EXTRACTED ENTRIES:
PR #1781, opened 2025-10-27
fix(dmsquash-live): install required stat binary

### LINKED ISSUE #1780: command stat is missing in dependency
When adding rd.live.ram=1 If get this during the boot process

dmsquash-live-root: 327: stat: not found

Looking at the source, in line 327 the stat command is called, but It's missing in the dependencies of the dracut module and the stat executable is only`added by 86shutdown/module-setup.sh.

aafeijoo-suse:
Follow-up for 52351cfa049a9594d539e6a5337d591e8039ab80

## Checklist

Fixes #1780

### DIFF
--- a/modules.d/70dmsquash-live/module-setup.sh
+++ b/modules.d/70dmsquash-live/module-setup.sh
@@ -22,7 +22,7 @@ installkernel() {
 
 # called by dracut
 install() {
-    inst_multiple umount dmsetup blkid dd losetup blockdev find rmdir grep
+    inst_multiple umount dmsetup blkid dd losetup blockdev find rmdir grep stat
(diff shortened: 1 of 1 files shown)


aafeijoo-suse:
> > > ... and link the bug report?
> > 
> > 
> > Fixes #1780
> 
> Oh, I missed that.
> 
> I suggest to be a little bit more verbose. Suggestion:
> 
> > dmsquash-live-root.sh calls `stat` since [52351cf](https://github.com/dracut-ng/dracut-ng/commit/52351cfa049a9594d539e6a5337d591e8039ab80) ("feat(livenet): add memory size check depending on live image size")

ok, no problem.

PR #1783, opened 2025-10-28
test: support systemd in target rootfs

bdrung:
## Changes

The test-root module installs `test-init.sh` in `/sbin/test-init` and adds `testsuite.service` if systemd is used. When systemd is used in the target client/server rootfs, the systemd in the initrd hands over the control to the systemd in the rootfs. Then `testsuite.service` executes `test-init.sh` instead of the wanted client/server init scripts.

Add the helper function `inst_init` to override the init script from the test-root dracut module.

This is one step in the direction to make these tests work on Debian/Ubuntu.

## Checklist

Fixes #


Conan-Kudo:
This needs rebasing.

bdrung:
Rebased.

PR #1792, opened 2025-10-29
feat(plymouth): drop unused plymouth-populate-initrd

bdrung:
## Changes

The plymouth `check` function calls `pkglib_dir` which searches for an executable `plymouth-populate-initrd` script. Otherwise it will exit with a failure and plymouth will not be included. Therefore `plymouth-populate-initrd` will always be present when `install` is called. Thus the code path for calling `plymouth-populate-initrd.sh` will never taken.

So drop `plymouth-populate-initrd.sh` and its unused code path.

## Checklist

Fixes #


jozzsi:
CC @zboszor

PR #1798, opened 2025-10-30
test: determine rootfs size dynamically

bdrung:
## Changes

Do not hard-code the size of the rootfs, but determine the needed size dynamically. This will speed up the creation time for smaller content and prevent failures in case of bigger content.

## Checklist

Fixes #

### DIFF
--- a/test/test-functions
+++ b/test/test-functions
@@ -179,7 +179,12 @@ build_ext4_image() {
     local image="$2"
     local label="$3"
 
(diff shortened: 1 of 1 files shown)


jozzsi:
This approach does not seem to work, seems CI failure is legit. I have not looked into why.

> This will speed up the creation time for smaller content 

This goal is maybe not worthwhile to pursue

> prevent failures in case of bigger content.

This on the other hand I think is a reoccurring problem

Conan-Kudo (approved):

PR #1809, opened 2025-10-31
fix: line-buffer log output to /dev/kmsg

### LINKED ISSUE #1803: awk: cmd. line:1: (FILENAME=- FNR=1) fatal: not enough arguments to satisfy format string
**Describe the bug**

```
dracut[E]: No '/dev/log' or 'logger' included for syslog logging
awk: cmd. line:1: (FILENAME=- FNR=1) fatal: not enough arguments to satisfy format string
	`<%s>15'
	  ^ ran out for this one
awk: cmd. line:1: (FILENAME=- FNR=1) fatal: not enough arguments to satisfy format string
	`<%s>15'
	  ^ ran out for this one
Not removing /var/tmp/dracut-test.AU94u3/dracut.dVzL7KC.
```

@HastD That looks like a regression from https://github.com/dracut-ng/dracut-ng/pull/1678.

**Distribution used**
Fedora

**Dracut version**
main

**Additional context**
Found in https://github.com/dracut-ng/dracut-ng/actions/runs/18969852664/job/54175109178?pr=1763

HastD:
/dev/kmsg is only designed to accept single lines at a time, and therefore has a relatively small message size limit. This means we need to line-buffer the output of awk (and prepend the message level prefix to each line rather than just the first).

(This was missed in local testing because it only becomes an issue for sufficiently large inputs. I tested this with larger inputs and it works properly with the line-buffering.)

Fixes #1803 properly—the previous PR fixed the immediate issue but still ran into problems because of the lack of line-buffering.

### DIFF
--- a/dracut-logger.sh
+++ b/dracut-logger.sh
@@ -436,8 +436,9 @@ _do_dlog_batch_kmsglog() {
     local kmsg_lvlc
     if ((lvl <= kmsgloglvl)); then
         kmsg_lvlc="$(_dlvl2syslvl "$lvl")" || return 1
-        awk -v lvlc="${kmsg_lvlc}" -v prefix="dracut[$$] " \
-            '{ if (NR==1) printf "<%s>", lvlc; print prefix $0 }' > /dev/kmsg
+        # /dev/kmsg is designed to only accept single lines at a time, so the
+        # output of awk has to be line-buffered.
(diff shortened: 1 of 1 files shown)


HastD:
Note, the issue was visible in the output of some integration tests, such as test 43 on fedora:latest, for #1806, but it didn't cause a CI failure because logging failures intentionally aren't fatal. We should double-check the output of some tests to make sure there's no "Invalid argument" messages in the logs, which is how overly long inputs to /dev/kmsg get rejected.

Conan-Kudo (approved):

WORK TO BE COMPLETED:
Your task is to restate all of the records above word for word.

RESPONSE TO THIS TASK:
PR #1781, opened 2025-10-27
fix(dmsquash-live): install required stat binary

### LINKED ISSUE #1780: command stat is missing in dependency
When adding rd.live.ram=1 If get this during the boot process

dmsquash-live-root: 327: stat: not found

Looking at the source, in line 327 the stat command is called, but It's missing in the dependencies of the dracut module and the stat executable is only`added by 86shutdown/module-setup.sh.

aafeijoo-suse:
Follow-up for 52351cfa049a9594d539e6a5337d591e8039ab80

## Checklist

Fixes #1780

### DIFF
--- a/modules.d/70dmsquash-live/module-setup.sh
+++ b/modules.d/70dmsquash-live/module-setup.sh
@@ -22,7 +22,7 @@ installkernel() {
 
 # called by dracut
 install() {
-    inst_multiple umount dmsetup blkid dd losetup blockdev find rmdir grep
+    inst_multiple umount dmsetup blkid dd losetup blockdev find rmdir grep stat
(diff shortened: 1 of 1 files shown)


aafeijoo-suse:
> > > ... and link the bug report?
> > 
> > 
> > Fixes #1780
> 
> Oh, I missed that.
> 
> I suggest to be a little bit more verbose. Suggestion:
> 
> > dmsquash-live-root.sh calls `stat` since [52351cf](https://github.com/dracut-ng/dracut-ng/commit/52351cfa049a9594d539e6a5337d591e8039ab80) ("feat(livenet): add memory size check depending on live image size")

ok, no problem.

PR #1783, opened 2025-10-28
test: support systemd in target rootfs

bdrung:
## Changes

The test-root module installs `test-init.sh` in `/sbin/test-init` and adds `testsuite.service` if systemd is used. When systemd is used in the target client/server rootfs, the systemd in the initrd hands over the control to the systemd in the rootfs. Then `testsuite.service` executes `test-init.sh` instead of the wanted client/server init scripts.

Add the helper function `inst_init` to override the init script from the test-root dracut module.

This is one step in the direction to make these tests work on Debian/Ubuntu.

## Checklist

Fixes #


Conan-Kudo:
This needs rebasing.

bdrung:
Rebased.

PR #1792, opened 2025-10-29
feat(plymouth): drop unused plymouth-populate-initrd

bdrung:
## Changes

The plymouth `check` function calls `pkglib_dir` which searches for an executable `plymouth-populate-initrd` script. Otherwise it will exit with a failure and plymouth will not be included. Therefore `plymouth-populate-initrd` will always be present when `install` is called. Thus the code path for calling `plymouth-populate-initrd.sh` will never taken.

So drop `plymouth-populate-initrd.sh` and its unused code path.

## Checklist

Fixes #


jozzsi:
CC @zboszor

PR #1798, opened 2025-10-30
test: determine rootfs size dynamically

bdrung:
## Changes

Do not hard-code the size of the rootfs, but determine the needed size dynamically. This will speed up the creation time for smaller content and prevent failures in case of bigger content.

## Checklist

Fixes #

### DIFF
--- a/test/test-functions
+++ b/test/test-functions
@@ -179,7 +179,12 @@ build_ext4_image() {
     local image="$2"
     local label="$3"
 
(diff shortened: 1 of 1 files shown)


jozzsi:
This approach does not seem to work, seems CI failure is legit. I have not looked into why.

> This will speed up the creation time for smaller content 

This goal is maybe not worthwhile to pursue

> prevent failures in case of bigger content.

This on the other hand I think is a reoccurring problem

Conan-Kudo (approved):

PR #1809, opened 2025-10-31
fix: line-buffer log output to /dev/kmsg

### LINKED ISSUE #1803: awk: cmd. line:1: (FILENAME=- FNR=1) fatal: not enough arguments to satisfy format string
**Describe the bug**

```
dracut[E]: No '/dev/log' or 'logger' included for syslog logging
awk: cmd. line:1: (FILENAME=- FNR=1) fatal: not enough arguments to satisfy format string
	`<%s>15'
	  ^ ran out for this one
awk: cmd. line:1: (FILENAME=- FNR=1) fatal: not enough arguments to satisfy format string
	`<%s>15'
	  ^ ran out for this one
Not removing /var/tmp/dracut-test.AU94u3/dracut.dVzL7KC.
```

@HastD That looks like a regression from https://github.com/dracut-ng/dracut-ng/pull/1678.

**Distribution used**
Fedora

**Dracut version**
main

**Additional context**
Found in https://github.com/dracut-ng/dracut-ng/actions/runs/18969852664/job/54175109178?pr=1763

HastD:
/dev/kmsg is only designed to accept single lines at a time, and therefore has a relatively small message size limit. This means we need to line-buffer the output of awk (and prepend the message level prefix to each line rather than just the first).

(This was missed in local testing because it only becomes an issue for sufficiently large inputs. I tested this with larger inputs and it works properly with the line-buffering.)

Fixes #1803 properly—the previous PR fixed the immediate issue but still ran into problems because of the lack of line-buffering.

### DIFF
--- a/dracut-logger.sh
+++ b/dracut-logger.sh
@@ -436,8 +436,9 @@ _do_dlog_batch_kmsglog() {
     local kmsg_lvlc
     if ((lvl <= kmsgloglvl)); then
         kmsg_lvlc="$(_dlvl2syslvl "$lvl")" || return 1
-        awk -v lvlc="${kmsg_lvlc}" -v prefix="dracut[$$] " \
-            '{ if (NR==1) printf "<%s>", lvlc; print prefix $0 }' > /dev/kmsg
+        # /dev/kmsg is designed to only accept single lines at a time, so the
+        # output of awk has to be line-buffered.
(diff shortened: 1 of 1 files shown)


HastD:
Note, the issue was visible in the output of some integration tests, such as test 43 on fedora:latest, for #1806, but it didn't cause a CI failure because logging failures intentionally aren't fatal. We should double-check the output of some tests to make sure there's no "Invalid argument" messages in the logs, which is how overly long inputs to /dev/kmsg get rejected.

Conan-Kudo (approved):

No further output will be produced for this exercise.